Do you believe the Bezos phone hack using video? - enGMzizo
Question for my fellow tech engineers , Can someone hack phone using a video ?
======
db48x
I don't know what's been said about Bezos' phone, but I think you're asking if
a video you receive from someone else can hack your phone? Sure, it's
possible. Any program running on your phone (or any other computer) that
interacts in any way with data that came from someone else could have bugs
which could be exploited in one way or another.

The simplest of these are called buffer overruns. If I tell the program on
your phone that I'm going to send 1000 bytes of data, but I actually send
2000, then there's a chance the programmer made mistakes and the program will
allocate space in memory for 1000 bytes of data, but actually copy all 2000
bytes into that space.

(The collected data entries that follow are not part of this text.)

PR #3865, opened 2023-07-27
fix(app-generic): adding context and information for logs for debugging

p-fernandez:

Improving context.

To help debug prod issues.

### DIFF
--- a/packages/application-generic/src/usecases/add-job/add-job.usecase.ts
+++ b/packages/application-generic/src/usecases/add-job/add-job.usecase.ts
@@ -24,6 +24,8 @@ export enum BackoffStrategiesEnum {
   WEBHOOK_FILTER_BACKOFF = 'webhookFilterBackoff',
 }
 
+const LOG_CONTEXT = 'AddJob';
+
 @Injectable()
 export class AddJob {
   constructor(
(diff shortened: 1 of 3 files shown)


packages/application-generic/src/usecases/add-job/add-job.usecase.ts
```diff
@@ -37,40 +39,47 @@ export class AddJob {
...
+      );
 
       return;
     }
 
     if (digestAmount === undefined && delayAmount === undefined) {
       Logger.verbose(
-        'updating status as digestAmount and delayAmount is undefined'
+        `Updating status as digestAmount and delayAmount is undefined for job ${job._id}`,
+        LOG_CONTEXT
```
ainouzgali, line 82: I feel this relays an incorrect state - if I understand correctly, here it realizes it is not a delay or a digest, so its a normal step and he updates its status to Queued like it should. 
Maybe we could add to the message that the 'Updating status' is to queued

ainouzgali (approved):

packages/application-generic/src/usecases/add-job/add-job.usecase.ts
p-fernandez: Yeah, we can simplifiy the message.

The extra bytes will be written to memory that is
outside the allocation, overwriting whatever was there. This is almost always
exploitable, allowing me to include machine code as part of those 2000 bytes
that I sent. The phone will end up running the code that I sent instead of the
program. My code can then do anything that program could do.

Computers these days have a lot of mitigations and protections from these
sorts of problems, but even so new exploitable bugs are discovered every day.
Usually you don't hear about them, because the software vendor fixed them
without telling anyone at all. Other times they put out a security update but
don't give a lot of details. A few times a year there will be something that
makes the news, but those are just the tip of the iceberg.